Task goal =
Could you set down every entry exactly as it appears?

Exercise data =

PR #35362, opened 2023-04-28
GH-35361: [C++] Remove Perl dependency from cpp/build-support/run-test.sh

### LINKED ISSUE #35361: [C++] Remove Perl dependency from cpp/build-support/run-test.sh

Perl may not be so portable as before

See also:

https://lists.apache.org/thread/ys0w82slp3d7w3ngprqnqjlwmzf5brqc

> I have uploaded the log [1] for the run using conda with gandiva active. It
> looks like there is an issue with libcrypt.so causing these tests to
> segfault.
>
> 1: https://gist.github.com/assignUser/cba0a13875de9d6a4f31000f585244f0

https://lists.apache.org/thread/w47852gv4h9ngkjdnfhnmnqnx6km5nlb

> libcrypto.so isn't related on the segmentation fault. It's
> just for relating to showing backtrace.
>
> > perl: error while loading shared libraries: libcrypt.so.1:
> > cannot open shared object file: No such file or directory
>
> This is happen at
> https://github.com/apache/arrow/blob/main/cpp/build-support/run-test.sh#L42
> :
>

Answer box =
PR #35362, opened 2023-04-28
GH-35361: [C++] Remove Perl dependency from cpp/build-support/run-test.sh

### LINKED ISSUE #35361: [C++] Remove Perl dependency from cpp/build-support/run-test.sh

Perl may not be so portable as before

See also:

https://lists.apache.org/thread/ys0w82slp3d7w3ngprqnqjlwmzf5brqc

> I have uploaded the log [1] for the run using conda with gandiva active. It
> looks like there is an issue with libcrypt.so causing these tests to
> segfault.
>
> 1: https://gist.github.com/assignUser/cba0a13875de9d6a4f31000f585244f0

https://lists.apache.org/thread/w47852gv4h9ngkjdnfhnmnqnx6km5nlb

> libcrypto.so isn't related on the segmentation fault. It's
> just for relating to showing backtrace.
>
> > perl: error while loading shared libraries: libcrypt.so.1:
> > cannot open shared object file: No such file or directory
>
> This is happen at
> https://github.com/apache/arrow/blob/main/cpp/build-support/run-test.sh#L42
> :
>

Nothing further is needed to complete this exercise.